### Supplied material:
* * *

PR #6520, opened 2024-11-10
adjust removemeshuser to allow for shorter user ids

ijustw0rkhere:
I stumbled across this issue when trying to remove a user from a mesh using meshctrl `removeuserfromdevicegroup`. I was attempting to remove `user1` from a mesh and received `Invalid userid`. After adjusting the Id to `user//user1`, the command would proceed without issue. At first I just figured the function required the full Id with the prefix, but thought that odd as `addusertodevicegroup` distinctly does NOT accept the prefix. 

After looking at the code, the function requires a minimum of 8 characters for the user Id. This causes issues when using meshctrl with Ids under 8 characters. This will also cause an issue in the web UI for Ids of only 1 character. User `user//a` does not satisfy the length requirement and cannot be removed from a mesh in the web UI.

### DIFF
--- a/meshuser.js
+++ b/meshuser.js
@@ -2418,7 +2418,7 @@ module.exports.CreateMeshUser = function (parent, db, ws, req, args, domain, use
                     }
 
                     try {
-                        if (common.validateString(command.userid, 8, 1024) == false) { err = "Invalid userid"; } // Check userid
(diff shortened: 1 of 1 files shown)


si458:
yep this is indeed correct thank you,
most other commands all check the value is at least 1 character long,
where as this one checks if its 8, doh!

Issue #6503, opened 2024-11-05
Node 23 crashing meshcentral startup


alevoski:
**Describe the bug**
After a fresh install from scrach, when I attempt to run MeshCentral for the first time, it failed in loop with the message :
"ERROR: MeshCentral failed with critical error, check mesherrors.txt. Restarting in 5 seconds..."

**To Reproduce**
1. Install MeshCentral : npm install meshcentral
2. Run it : node ./node_modules/meshcentral
3. See error

**Expected behavior**
MeshCentral should runs with no errors.

**Server Software (please complete the following information):**
 - OS: Debian 12
 - Virtualization: VirtualBox 7
 - Network: LAN
 - Version: 1.1.33
 - Node: 23.1.0

**Content of mesherrors.txt**
See attached file
[20241105_mesherrors.txt](https://github.com/user-attachments/files/17638110/20241105_mesherrors.txt)

**Additional context**

**Your config.json file**
This is the default configuration

si458:
Oh dear! Node 23 broke meshcentral!!!
Don't use node 23!
Try using node 22

PTR-inc:
This seems to be caused primarily by NeDB, as it's using deprecated functions. Did a quicktest with node 23 with other db's and those work. Maybe it is a signal to put NeDB to rest? See #4398 for an earlier discussion about this.
Possibly for now put a node versioncheck/warning in place?

si458:
@PTR-inc I have already asked @Ylianst on his opinion on the matter, just awaiting his reply

I was thinking of making sqlite the default, but it would mean a single sqlite file, and the size can grow dramatically,

I also didn't want to set like mysql/mongodb etc the default because otherwise the meshcentralinstaller would need a complete change to install/setup those apps, where as sqlite can be included as part of nodejs

If I remember, we can put a check inside the package.json to say that nodejs must be above 16 and below 23, will check tomorrow

PTR-inc:
Sqlite seems like the logical candidate indeed, also given that nodejs has an internal sqlite api in the experimental phase, so in the future no need even for an external module.

What do you mean exactly with single sqlite file?

And the excessive growth issue as discussed in #5532 has been tempered with the addition of the maintenancefunction for sqlite.

alevoski:
> Oh dear! Node 23 broke meshcentral!!! Don't use node 23! Try using node 22

Hi, it works with Node 22. Thanks !

si458:
Glad it works!
[...]

PR #6538, opened 2024-11-16
Check on nedb usage and node >=23

PTR-inc:
'fixes' #6503

### DIFF
--- a/db.js
+++ b/db.js
@@ -3388,7 +3388,7 @@ module.exports.CreateDB = function (parent, func) {
                 } catch (ex) { console.log(ex); }
             });        
         } else {
-            func();
+            func(1, "NeDB is deprecated from Node 23 onward, please consider moving to another databasetype using the '--NeDBtoDB' option.");
         }
     }
 
--- a/meshcentral.js
+++ b/meshcentral.js
@@ -15,7 +15,8 @@
 "use strict";
 
 const common = require('./common.js');
-
+const [nodeMajor, nodeMinor, nodePatch] = process.versions.node.split('.').map(Number)
+    
 // If app metrics is available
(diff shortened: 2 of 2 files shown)


si458:
I have spoken with @Ylianst he wants to keep nedb!
So we are gunna look for another nedb fork that is newer and works with v23 then move to that instead

si458:
If we implemented this PR it would break all existing setups so hense we looking for another module instead 

But also we should inform the user they can use `--nedbtodb` to migrate there existing nedb to any db they setup

PTR-inc:
Maybe already put a deprecation inform/warning in the current version, as a server message?

I quickchecked the original nedb btw and at first glance it doesn't seem like a very big job to fix the deprecated util functions.

si458:
@PTR-inc agreed it looks like a simple fix from the forked repo we use, but there is other repositorys that replaces the `util` completely, which might be more ideal!

Maybe a warning to tell others to move to a different database but will ask @Ylianst

PTR-inc:
If somebody already did it, better ofcourse! Which ones are you looking at?

PTR-inc:
Added the warning. Just for completeness. Do you want to replace the module before the next release?

si458:
@PTR-inc I will speak with @Ylianst and ask his opinion as curre try this pr would stop it working all together, as u have removed the nedb module and also out the warning, let me come bk to u

PTR-inc:
@si458 Node 23 errors out if the current nedb module is used, so exitting gracefully if trying to use nedb seemed like the nicer option to offer with a clear message. But a replacement module would be better for sure.

si458:
closing as we have used a newer module which supports node 23 now 👍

* * *

### Task item:
Once you have read the entries, write them out again without altering a single character.

### Output below:
PR #6520, opened 2024-11-10
adjust removemeshuser to allow for shorter user ids

ijustw0rkhere:
I stumbled across this issue when trying to remove a user from a mesh using meshctrl `removeuserfromdevicegroup`. I was attempting to remove `user1` from a mesh and received `Invalid userid`. After adjusting the Id to `user//user1`, the command would proceed without issue. At first I just figured the function required the full Id with the prefix, but thought that odd as `addusertodevicegroup` distinctly does NOT accept the prefix. 

After looking at the code, the function requires a minimum of 8 characters for the user Id. This causes issues when using meshctrl with Ids under 8 characters. This will also cause an issue in the web UI for Ids of only 1 character. User `user//a` does not satisfy the length requirement and cannot be removed from a mesh in the web UI.

### DIFF
--- a/meshuser.js
+++ b/meshuser.js
@@ -2418,7 +2418,7 @@ module.exports.CreateMeshUser = function (parent, db, ws, req, args, domain, use
                     }
 
                     try {
-                        if (common.validateString(command.userid, 8, 1024) == false) { err = "Invalid userid"; } // Check userid
(diff shortened: 1 of 1 files shown)


si458:
yep this is indeed correct thank you,
most other commands all check the value is at least 1 character long,
where as this one checks if its 8, doh!

Issue #6503, opened 2024-11-05
Node 23 crashing meshcentral startup


alevoski:
**Describe the bug**
After a fresh install from scrach, when I attempt to run MeshCentral for the first time, it failed in loop with the message :
"ERROR: MeshCentral failed with critical error, check mesherrors.txt. Restarting in 5 seconds..."

**To Reproduce**
1. Install MeshCentral : npm install meshcentral
2. Run it : node ./node_modules/meshcentral
3. See error

**Expected behavior**
MeshCentral should runs with no errors.

**Server Software (please complete the following information):**
 - OS: Debian 12
 - Virtualization: VirtualBox 7
 - Network: LAN
 - Version: 1.1.33
 - Node: 23.1.0

**Content of mesherrors.txt**
See attached file
[20241105_mesherrors.txt](https://github.com/user-attachments/files/17638110/20241105_mesherrors.txt)

**Additional context**

**Your config.json file**
This is the default configuration

si458:
Oh dear! Node 23 broke meshcentral!!!
Don't use node 23!
Try using node 22

PTR-inc:
This seems to be caused primarily by NeDB, as it's using deprecated functions. Did a quicktest with node 23 with other db's and those work. Maybe it is a signal to put NeDB to rest? See #4398 for an earlier discussion about this.
Possibly for now put a node versioncheck/warning in place?

si458:
@PTR-inc I have already asked @Ylianst on his opinion on the matter, just awaiting his reply

I was thinking of making sqlite the default, but it would mean a single sqlite file, and the size can grow dramatically,

I also didn't want to set like mysql/mongodb etc the default because otherwise the meshcentralinstaller would need a complete change to install/setup those apps, where as sqlite can be included as part of nodejs

If I remember, we can put a check inside the package.json to say that nodejs must be above 16 and below 23, will check tomorrow

PTR-inc:
Sqlite seems like the logical candidate indeed, also given that nodejs has an internal sqlite api in the experimental phase, so in the future no need even for an external module.

What do you mean exactly with single sqlite file?

And the excessive growth issue as discussed in #5532 has been tempered with the addition of the maintenancefunction for sqlite.

alevoski:
> Oh dear! Node 23 broke meshcentral!!! Don't use node 23! Try using node 22

Hi, it works with Node 22. Thanks !

si458:
Glad it works!
[...]

PR #6538, opened 2024-11-16
Check on nedb usage and node >=23

PTR-inc:
'fixes' #6503

### DIFF
--- a/db.js
+++ b/db.js
@@ -3388,7 +3388,7 @@ module.exports.CreateDB = function (parent, func) {
                 } catch (ex) { console.log(ex); }
             });        
         } else {
-            func();
+            func(1, "NeDB is deprecated from Node 23 onward, please consider moving to another databasetype using the '--NeDBtoDB' option.");
         }
     }
 
--- a/meshcentral.js
+++ b/meshcentral.js
@@ -15,7 +15,8 @@
 "use strict";
 
 const common = require('./common.js');
-
+const [nodeMajor, nodeMinor, nodePatch] = process.versions.node.split('.').map(Number)
+    
 // If app metrics is available
(diff shortened: 2 of 2 files shown)


si458:
I have spoken with @Ylianst he wants to keep nedb!
So we are gunna look for another nedb fork that is newer and works with v23 then move to that instead

si458:
If we implemented this PR it would break all existing setups so hense we looking for another module instead 

But also we should inform the user they can use `--nedbtodb` to migrate there existing nedb to any db they setup

PTR-inc:
Maybe already put a deprecation inform/warning in the current version, as a server message?

I quickchecked the original nedb btw and at first glance it doesn't seem like a very big job to fix the deprecated util functions.

si458:
@PTR-inc agreed it looks like a simple fix from the forked repo we use, but there is other repositorys that replaces the `util` completely, which might be more ideal!

Maybe a warning to tell others to move to a different database but will ask @Ylianst

PTR-inc:
If somebody already did it, better ofcourse! Which ones are you looking at?

PTR-inc:
Added the warning. Just for completeness. Do you want to replace the module before the next release?

si458:
@PTR-inc I will speak with @Ylianst and ask his opinion as curre try this pr would stop it working all together, as u have removed the nedb module and also out the warning, let me come bk to u

PTR-inc:
@si458 Node 23 errors out if the current nedb module is used, so exitting gracefully if trying to use nedb seemed like the nicer option to offer with a clear message. But a replacement module would be better for sure.

si458:
closing as we have used a newer module which supports node 23 now 👍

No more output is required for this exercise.